# Convection using a pressure--temperature look-up table and the rheology of Steinberger and Calderwood (2006)
*This section was contributed by Juliane Dannberg and René
Gassmöller.*
In this cookbook we will go one step further from the last one and set up a
fully compressible mantle convection model using the projected density
approximation (where the density is interpolated onto the finite element grid
to compute the density gradients in the mass conservation equation rather than
approximating these gradients using a reference profile or
temperature/pressure derivatives of the density, see {cite:t}`gassmoller:etal:2020`).
To compute the material properties, we read in a look-up table of
material properties in dependence of temperature and pressure, originally
computed using a mineral physics software (in this case, Perple_X, {cite}`connolly:2005`).
The table is based on the thermodynamic database of {cite:t}`stixrude:lithgow-bertelloni:2011`
and a pyrolitic composition {cite}`ringwood:irifune:1988`.
Compared to a 1D profile, a temperature-pressure look-up table has the
advantage that material properties are accurate not only around one reference
adiabat, but also for strongly deviating pressures and temperatures.

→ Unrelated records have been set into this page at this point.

PR #22, opened 2026-05-14
test(snake): fix collision detection test assertions

### LINKED ISSUE #17: Snake env: test_snake_collision_detection fails — collides_with_wall(3, 3) returns true for in-bounds head at (2, 1)
## Background

This bug was hidden until PR #16 fixed the lib unit test compilation (issue #7). With tests now compiling, `cargo test --lib` runs 45 tests of which 44 pass; `env::games::snake::snake::tests::test_snake_collision_detection` is the one failure.

## Symptom

The test at `src/env/games/snake/snake.rs:202` asserts that `collides_with_wall(3, 3)` returns `true` for a snake head at position `(2, 1)` — which is in-bounds on a 3x3 grid.

There is a mismatch between the test's expectation and the collision-detection logic. Either:
- The test expectation is wrong (`(2, 1)` is in-bounds on a 3x3 grid, so `collides_with_wall` should be `false`), or
- The collision logic has an off-by-one bug.

Need investigation to determine which side is wrong.

## Reproduction

```bash
cargo test --lib --no-default-features test_snake_collision_detection
```

## Acceptance

- `cargo test --lib --no-default-features` reports 0 failures.
- The fix has a regression test covering whichever boundary case was wrong.

## Discovery

Flagged by the Loom Judge during review of PR #16 ([judge comment](https://github.com/rjwalters/thrust/pull/16#issuecomment-4455093238)). Builder for PR #16 explicitly scoped this bug out of #7's work.

rjwalters:
## Summary

Fixes the failing `test_snake_collision_detection` test by correcting both the wall-collision and self-collision assertions. The implementation (`Snake::collides_with_wall`, `Position::in_bounds`) is correct and unchanged — only the test was wrong.

## Changes

- `src/env/games/snake/snake.rs` (test only): replace the incorrect wall-collision assertion at line 202 with a pair of assertions that exercise both an in-bounds case (`(2, 1)`, last valid column on 3x3) and an out-of-bounds case (`(3, 1)`, first invalid column). This locks in boundary correctness in both directions.
- Fix the self-collision portion of the same test: the snake was too short (length 2) to actually collide with itself after three moves. Grow to length 5 and walk a closed square (Right, Down, Left, Up) so the head returns to its starting position and collides with the retained body tail.

| `cargo test --lib --no-default-features` reports 0 failures | Met | 45 passed; 0 failed (was 44/1) |
| Regression test covers the corrected boundary case | Met | New assertions cover both `(2, 1)` in-bounds and `(3, 1)` out-of-bounds on 3x3 |
| No changes to `Snake::collides_with_wall` or `Position::in_bounds` | Met | Implementation untouched; `git diff --stat` is one file |

## Test Plan

- `cargo test --lib --no-default-features test_snake_collision_detection` — passes
- `cargo test --lib --no-default-features` — 45 passed, 0 failed
- `cargo +nightly fmt` — clean

## Note on Scope

The curator's review recommended touching only the wall-collision portion of the test. While implementing that fix, the self-collision portion also began failing — it had been silently masked by the earlier panic. Since the issue body's acceptance criterion is "`cargo test --lib --no-default-features` reports 0 failures," the self-collision portion had to be fixed in the same PR to meet acceptance. Both fixes are test-only and scoped to a single file.

Closes #17

### DIFF
--- a/src/env/games/snake/snake.rs
+++ b/src/env/games/snake/snake.rs
@@ -196,20 +196,26 @@ mod tests {
     fn test_snake_collision_detection() {
         let mut snake = Snake::new(0, Position::new(1, 1), Direction::Right);
         snake.grow();
-        snake.move_forward(); // Now at (2,1) with body at (1,1)
+        snake.move_forward(); // head now at (2, 1) — last in-bounds column on 3x3
+        assert!(!snake.collides_with_wall(3, 3), "(2, 1) is in-bounds on 3x3");
 
-        // Wall collision
-        assert!(snake.collides_with_wall(3, 3)); // Grid is 3x3 (0-2)
+        // Wall collision — step off the right edge
+        snake.move_forward(); // head now at (3, 1) — off the right edge
+        assert!(snake.collides_with_wall(3, 3), "(3, 1) is out-of-bounds on 3x3");
 
-        // Self collision - move to create collision
+        // Self collision - grow long enough to loop back onto own body
         let mut snake2 = Snake::new(0, Position::new(5, 5), Direction::Right);
         snake2.grow();
-        snake2.move_forward();
+        snake2.grow();
+        snake2.grow();
+        snake2.grow(); // length is now 5 (initial 1 + 4 grows)
+        snake2.move_forward(); // head (6, 5)
         snake2.change_direction(Direction::Down);
-        snake2.move_forward();
+        snake2.move_forward(); // head (6, 6)
         snake2.change_direction(Direction::Left);
-        snake2.move_forward();
-        // Now should be colliding with itself
+        snake2.move_forward(); // head (5, 6)
+        snake2.change_direction(Direction::Up);
+        snake2.move_forward(); // head back at (5, 5) — collides with body tail
         assert!(snake2.collides_with_self());
     }
 


rjwalters:
## Approved

Reviewed the test changes carefully against the curator's diagnosis. The fix is correct and the scope expansion is justified.

### Verification

- **Diff scope**: +14 / -8 in `src/env/games/snake/snake.rs` only (test code).
- **Implementation untouched**: `Snake::collides_with_wall` and `Position::in_bounds` unchanged — they're correct under the half-open convention.
- **Wall-collision half**: Now asserts `(2, 1)` is in-bounds and `(3, 1)` is out-of-bounds on 3x3. Locks in boundary correctness in both directions, exactly as the curator recommended.
- **Self-collision half**: Traced through the closed-square walk manually. Starting from `(5, 5)` with length 5, after 4 grows the snake walks Right→Down→Left→Up: head visits `(6,5)`, `(6,6)`, `(5,6)`, `(5,5)`. With length=5 and only 5 segments in the body, `move_forward` retains the tail at `(5,5)`, so the head genuinely collides with the original starting segment. The test honestly exercises `collides_with_self`.
- **Local test run** (`cargo test --lib --no-default-features`): 45 passed, 0 failed — matches the issue's acceptance criterion.
- **Specific test**: `test_snake_collision_detection` passes.
- **Formatting**: `cargo +nightly fmt --check` is clean.

### Scope Expansion Assessment

The builder's note about expanding scope is correct and well-handled. The original test's self-collision half was structurally broken (a length-2 snake can't collide with itself in 3 moves) but masked by the earlier wall-collision panic short-circuiting the function. Fixing only the wall half would have flipped failure modes rather than satisfying the acceptance criterion. The expansion is the minimum needed to land "0 failures" honestly, and it stays test-only in a single file.

### CI Status

The failing checks (Documentation, Tests Linux/macOS + libtorch) are pre-existing on `main` — unrelated compilation errors in `debug_cartpole` and `TrainingMetadata`/`SpaceInfo` mismatches, plus documentation lints. The same failure pattern is present on the last several `main` commits. This PR introduces no new failures; the `Check (no libtorch)`, `Rustfmt`, and `Security Audit` checks (which exercise the changed code path) all pass.

LGTM.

This is
particularly important at phase transitions, because their depth depends on
the temperature and pressure.
This cookbook also demonstrates how to read in a viscosity profile from a data
file. Specifically, we use the profile and lateral viscosity variations due to
temperature from {cite:t}`steinberger:calderwood:2006`, which are based on mineral
physics constraints and surface observations.

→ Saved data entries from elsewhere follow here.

PR #32, opened 2026-05-14
Remove RNG-consuming probe in JointMultiAgentTrainer::collect_rollout

### LINKED ISSUE #27: JointMultiAgentTrainer::collect_rollout samples one extra libtorch RNG draw during action-shape probe
## Symptom

`JointMultiAgentTrainer::collect_rollout` at `src/multi_agent/joint.rs:405` probes the action tensor's rank by calling `policies[0].get_action(&probe_obs)`. Because `MultiDiscreteMlpPolicy::get_action` (and `MlpPolicy::get_action`) sample via `multinomial`, this consumes one libtorch RNG draw that the pre-migration `examples/games/bucket_brigade/train_p3.rs` reference impl did not consume.

Net effect: strict byte-for-byte numerical parity (1e-5 `total_loss` / `redundancy_loss` match) between a run using the library trainer and a run using the pre-migration inline reference will NOT hold. Algorithmic semantics are preserved — only RNG sequence diverges.

## Recommended fix

Replace the sampling probe with a non-sampling shape introspection. Options:

1. Add a `fn action_dims(&self) -> Vec<usize>` trait method to `JointPolicy` that returns the action shape without sampling.
2. Make action shape part of `JointTrainerConfig` and require the caller to declare it.

(1) is cleaner — the policy already knows its own action shape.

## Reproduction

```bash
cargo run --release --features 'training env-bucket-brigade' --example train_p3 -- --scenario default --lambda-red 0.01 --seed 42
```
…and compare first-iter `total_loss` / `redundancy_loss` against a run using the pre-migration code at commit `40ec676`.

## Acceptance

- First-iter `total_loss` and `redundancy_loss` match the pre-migration reference (`40ec676:examples/games/bucket_brigade/train_p3.rs`) within 1e-5 with seed 42.
- Existing 7 integration tests in `tests/test_joint_trainer.rs` still pass.

## Discovery

Flagged by the judge during PR #15 review ([approval comment](https://github.com/rjwalters/thrust/pull/15)) as a non-blocking follow-up.

rjwalters:
## Summary

- Replace `policies[0].get_action(&probe_obs)` probe in `JointMultiAgentTrainer::collect_rollout` with a new `JointPolicy::action_dims()` trait method that introspects action shape without sampling.
- Implement the trait method for `MlpPolicy` (returns `vec![action_dim]`) and `MultiDiscreteMlpPolicy` (returns `self.action_dims().to_vec()`).
- Add `action_dim: i64` field plus public `action_dim()` accessor to `MlpPolicy` (additive — no existing callsite breaks).

Closes #27

## Why this matters

The probe call consumed one libtorch global-RNG draw **per action dimension** (via `multinomial`, which advances the generator even under `tch::no_grad`). For a `K`-factored multi-discrete space, this burned `K` RNG slots before every rollout — shifting the entire downstream action sampling stream. The drift broke first-iter numerical parity with the pre-extraction reference example at `40ec676:examples/games/bucket_brigade/train_p3.rs`.

Using a non-sampling, shape-introspection method preserves parity because it touches no tensor ops.

## Implementation notes

- **`MlpPolicy`**: added `action_dim` field (set from the existing constructor argument) and a public `action_dim()` accessor. `new()` and `with_config()` signatures are unchanged.
- **`MultiDiscreteMlpPolicy`**: already had inherent `action_dims(&self) -> &[i64]`. The trait method `action_dims(&self) -> Vec<i64>` has a different return type, so Rust's method dispatch resolves the collision cleanly within the impl block. Documented inline.
- **`collect_rollout`**: the rank-dispatch branches (`num_action_dims == 1` vs `> 1`) at the action-stacking sites are unchanged — they're keyed off the count, which is exactly what the new trait method returns.

## Test plan

- [x] `cargo check --features 'training env-bucket-brigade'` passes.
- [x] `cargo check --example train_p3 --features 'training env-bucket-brigade'` passes.
- [x] `cargo test --features training --test test_joint_trainer` — all 7 tests pass (smoke, rollout shapes, aux-gradient coupling, aux-none, multi-discrete impl, device-uniformity validation, optimizer-count validation).
- [x] `cargo test --features training --lib multi_agent::joint` — all 5 in-src tests pass.
- [x] `cargo test --features training --lib policy::mlp` — all 8 in-src tests pass (validates the new field doesn't disturb existing behavior).
- [x] `cargo test --features training --test {test_multi_discrete_mlp,test_encoder_features,test_ppo_aux_loss,integration_train_export_inference}` — all pass.

### Parity verification (the actual acceptance gate)

**Not run.** The acceptance criterion is first-iter `total_loss` / `redundancy_loss` of `train_p3 --scenario default --lambda-red 0.01 --seed 42` matching the same command at commit `40ec676` within `1e-5`. This requires:

1. A working libtorch that matches the historical commit's expectations, **and**
2. Access to checkout commit `40ec676`'s example code.

My local libtorch setup (homebrew pytorch 2.10.0, off-by-one from tch-rs 0.22's expected 2.9.0; via `LIBTORCH_USE_PYTORCH=1 LIBTORCH_BYPASS_VERSION_CHECK=1` it loads but the historical example may have different `tch` API expectations) makes side-by-side parity comparison brittle. CI doesn't run libtorch either. Recommend the reviewer (or the owner of the `40ec676` baseline) run the comparison if/when convenient — the change is small and the mechanism is clearly identified, so the test-suite green-light + the absence of any other RNG-draw source between the two versions of `collect_rollout` is strong evidence that parity is restored.

The pre-existing unrelated test failure `test_ppo_learning::test_ppo_learns_from_synthetic_data` (verified flaky on `master` before this branch) is not affected by this change.

### DIFF
--- a/src/multi_agent/joint.rs
+++ b/src/multi_agent/joint.rs
@@ -106,6 +106,25 @@ pub trait JointPolicy {
     /// Immutable view of the policy's var-store (for parameter inspection
     /// and checkpointing).
     fn var_store(&self) -> &nn::VarStore;
+
+    /// Per-dimension action cardinalities.
+    ///
+    /// Returns a vector whose length is the number of factored action
+    /// dimensions and whose entries are the cardinality of each dim.
+    ///
+    /// - Scalar discrete (e.g. [`crate::policy::mlp::MlpPolicy`] with
+    ///   `action_dim = 5`): returns `vec![5]` (one dim, cardinality 5). The
+    ///   rollout buffer uses `num_action_dims = 1`.
+    /// - Multi-discrete (e.g.
+    ///   [`crate::policy::multi_discrete_mlp::MultiDiscreteMlpPolicy`] with
+    ///   `action_dims = [10, 2]`): returns `vec![10, 2]`. The rollout buffer
+    ///   uses `num_action_dims = 2`.
+    ///
+    /// Used by [`JointMultiAgentTrainer::collect_rollout`] to size action
+    /// buffers without calling [`JointPolicy::get_action`] (which would
+    /// consume libtorch RNG draws -- one per action dimension via
+    /// `multinomial` -- and break parity with reference implementations).
+    fn action_dims(&self) -> Vec<i64>;
 }
 
 impl JointPolicy for crate::policy::mlp::MlpPolicy {
@@ -124,6 +143,11 @@ impl JointPolicy for crate::policy::mlp::MlpPolicy {
     fn var_store(&self) -> &nn::VarStore {
         self.var_store()
     }
+    fn action_dims(&self) -> Vec<i64> {
+        // Scalar-discrete policy: a single action dim of cardinality
+        // `self.action_dim()`.
+        vec![self.action_dim()]
+    }
 }
 
 impl JointPolicy for crate::policy::multi_discrete_mlp::MultiDiscreteMlpPolicy {
@@ -141,6 +165,15 @@ impl JointPolicy for crate::policy::multi_discrete_mlp::MultiDiscreteMlpPolicy {
     }
     fn var_store(&self) -> &nn::VarStore {
         self.var_store()
+    }
+    fn action_dims(&self) -> Vec<i64> {
+        // Naming-collision note: `MultiDiscreteMlpPolicy` already has an
+        // inherent method `action_dims(&self) -> &[i64]`. The trait method
+        // returns `Vec<i64>` (a different type), so there's no ambiguity at
+        // the language level -- the impl-block context resolves the call to
+        // the inherent method, and we materialize a `Vec` via `.to_vec()`.
+        // Readers may double-take; the comment documents the intent.
+        self.action_dims().to_vec()
     }
 }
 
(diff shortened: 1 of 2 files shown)


rjwalters:
## Loom Judge Review: Approved

Surgical, well-targeted fix that cleanly resolves #27. Excellent inline documentation throughout.

### Verification

**Trait + impls**
- `JointPolicy::action_dims() -> Vec<i64>` added at `src/multi_agent/joint.rs:110-127` with a thorough doc comment that names the parity rationale explicitly (RNG-consuming `multinomial` in `get_action`).
- `MlpPolicy::action_dims` returns `vec![self.action_dim()]` (`src/multi_agent/joint.rs:146-150`).
- `MultiDiscreteMlpPolicy::action_dims` returns `self.action_dims().to_vec()` (`src/multi_agent/joint.rs:169-177`). The 6-line inline comment about the inherent-vs-trait naming collision is exactly the right amount of context — readers do double-take, and Rust's inherent-wins-over-trait dispatch makes the call resolve correctly.

**`MlpPolicy` field addition**
- `action_dim: i64` stored at construction in `with_config` (`src/policy/mlp.rs:175`); public `action_dim()` accessor at line 184.
- Confirmed by inspection of all ~14 callsites under `src/`, `examples/`, and `tests/`: every caller uses the 3-argument forms `MlpPolicy::new(obs_dim, action_dim, hidden_dim)` and `MlpPolicy::with_config(obs_dim, action_dim, config)`. **Signatures unchanged as claimed** — no struct-literal construction in user code (the struct field is private, so additive field is safe).

**`collect_rollout` call site** (`src/multi_agent/joint.rs:430-446`)
- The old `Tensor::from_slice` + `no_grad(get_action)` + shape-rank dispatch + `drop(probe_act)` probe is fully removed.
- Replaced with `self.policies[0].action_dims().len()`. The downstream rank-dispatch in the per-step loop (keyed on `num_action_dims == 1`) is preserved and still correct.
- The comment block at the replacement site explains the mechanism and cites the `40ec676` parity reference.

### CI

- **Rustfmt**: pass.
- **Check (no libtorch)** ubuntu + macos: pass.
- **Security Audit**: pass.
- **Tests (Linux + libtorch)** and **Tests (macOS + libtorch)**: both fail solely on `test_ppo_learns_from_synthetic_data`. This is the documented pre-existing flake on `master`; **all 7 `test_joint_trainer.rs` tests pass**, all lib tests for `multi_agent::joint` (5), `policy::mlp` (8), and `policy::multi_discrete_mlp` (7) pass, integration tests pass.
- **Documentation**: fails on missing docs in `src/wasm.rs`, `src/optimize/{bayesian,pareto,scheduler,space}.rs` — files untouched by this PR. Verified pre-existing on `main` (run 25891045534 Documentation job also failed). Not caused by this change.

### Mechanism verification (in lieu of libtorch parity test)

The author honestly disclosed not running the `1e-5` first-iter parity test against `40ec676` due to libtorch version mismatch. By inspection:

- `MlpPolicy::action_dims` reads a struct field — zero tensor ops.
- `MultiDiscreteMlpPolicy::action_dims` clones a `Vec<i64>` — zero tensor ops.
- Neither path touches a `Tensor`, `nn::Module`, or the libtorch global generator.
- The eliminated probe path went `Tensor::from_slice` → `get_action` → `softmax` → `multinomial`, and `multinomial` is the documented RNG-consuming op (one draw per action dim).

The fix mechanism is clearly identified and minimal. No other RNG-draw source remains between the probe-removal site and the per-step `get_action` sampling loop, so parity should be restored. The inspection-only verification is appropriate here.

### Notes / non-blocking observations

- Documentation comments are unusually high-quality — both the trait doc and the inline comment in `collect_rollout` give future readers everything they need to understand *why* the change was made, not just what. Good defensive engineering against future regressions.
- The `tch::no_grad` wrapper on the per-step `policy.get_action` calls inside the rollout loop is unchanged (correct — those calls intentionally consume RNG to sample actions; no-grad is purely for autograd-graph suppression). Verified the fix does not accidentally remove that wrapper.

Approving and transitioning to `loom:pr` for downstream merge.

In addition, this cookbook shows the use of periodic boundary conditions.
## Geometry and periodic boundaries.
The model setup is a quarter spherical shell with periodic side boundaries.
The inner and outer radius are 3481 km and 6371 km, respectively, so
that the mantle is 2900 km deep. In the same section of the input file,
we also need to specify that the model should have periodic boundaries in
angular ($\phi$) direction:
```{literalinclude} geometry.part.prm
```
Both the top and bottom boundaries allow for free slip. Because the model has
periodic side boundary conditions and free slip boundaries at top and bottom,
the amount of rigid-body rotation in $\phi$ direction is not constrained. In
other words: There is no unique solution. ASPECT can remove this nullspace from the
model (see {ref}`sec:methods:nullspace-removal`). Here, we do this by setting
the net rotation to zero:
```{literalinclude} nullspace.part.prm
```
The temperature is fixed to 273 K at the top and 3773 K at the
bottom boundary. The initial temperature model consists of an adiabatic
profile, thermal boundary layers at the surface and the core-mantle boundary,
and a small harmonic perturbation to initiate convection. The gravity profile
in the model is based on PREM.
## The equation of state
To use material properties from a temperature--pressure look-up table, we
use the Steinberger material model. We have to specify the path to the
directory where all the data files we want to use for this model are stored.
This includes the files for the viscosity profile, the lateral viscosity
variations due to temperature, and all material files containing look-up
tables computed by mineral physics software. In addition we have to specify
the names of these files. In our case, we only have one of these look-up
tables, because we only have one composition: pyrolite. But in principle, the
material model can use several compositions with one look-up table for each.
For intermediate composition values, material properties will then be averaged
based on the mass/volume fractions of the individual compositions.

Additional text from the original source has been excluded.